When Zyngor awoke this morning, he was WAY to happy and pleased with himself. Not even delivering Shire mail to Lobelia could put him into a funk. But…what to do?
Got it. Let’s go to Angmar. Guaranteed to slurp the joy out of your life, with one of those fancy-shaped straws. The intrepid hunter grabbed a handful of travel rations and was on his way.
I pity those Angmarim weather-peoples – how the HECK do you tell what going on out here? We got red and weird lightning. We got black and weird lightning. Now it’s raining orcs and wargs, and weird lightning. Peering out from the haven that is Gath Forthnir, Zyngor spots a settlement of ill-minded humans who make serious business out of robe-cladding, and decides to investigate.

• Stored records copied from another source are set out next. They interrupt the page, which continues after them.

PR #1398, opened 2025-02-18
fix(dev-env): remove test env const check

naxoc:
### All Submissions:

This is a tiny PR to get rid of the check for `IS_TEST_ENV`. There are other ways to suppres the popups, so it is not necessary. It was messing with me because I needed that constant set for testing something else :)

Let's see if tests still work.

1. Not much to test – take a look at the code

### Other information:

### DIFF
--- a/includes/class-newspack-popups-inserter.php
+++ b/includes/class-newspack-popups-inserter.php
@@ -619,10 +619,6 @@ final class Newspack_Popups_Inserter {
 	 * Enqueue the assets needed to display the popups.
 	 */
 	public static function enqueue_scripts() {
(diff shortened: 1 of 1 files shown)


naxoc:
Hm. Not sure I understand why the tests fail. They don't locally. It looks like the dist-folder is not present on Circle. I'll get back to this.

dkoo:
Strange how the tests run fine locally. Might have something to do with our CI jobs?

naxoc:
This is not super high priority, but I would like to figure out the discrepancy. It looks like the tests are run before the JS stuff is built on Circle. I took a look at the config and it looks very similar to the one on newspack-plugin for instance 🤔

naxoc:
I'ma close this one. It's old and not relevant :)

After swimming across the lake, stopping only to stab a hole in a nearby dinghy (if they ask, a troll did it), the gallant hunter steps up on the shore of Himbar and squeegees his emblazoned cloak. After all, the only dry cleaning that Angmar offers involves walking through the acid-infested pits of Carn Dum – it will do diddly to aid your cloak, but your tortured screams that echo off the walls of the Witch-King’s lair will certainly make you forget the condition of your armor.
*THONK* Well, that hurt. A troll club to the face is not my idea of a fun time, and I already used my last bottle of aspirin during PibgornStock. After dispatching a couple dozen trolls and foolish warriors who keep tripping over their own robes, Zyngor spots a flash of red over the slope of a hill. Unless the Nazgul kidnapped the Kool-Aid Man, the description seems to match that of a Cargul. Sindarian for ‘Red Wraith,’ think of the Cargul as the little brothers of the Nazgul. And yes, that means that decorated crimson robe is a hand-me-down.
Nocking several arrows into his bow, Zyngor prepares a volley of violence, a torrent of torment, a shower of…okay, that’s enough, they can clearly see you standing there, trying to sputter up more metaphors. You’re just making yourself look bad.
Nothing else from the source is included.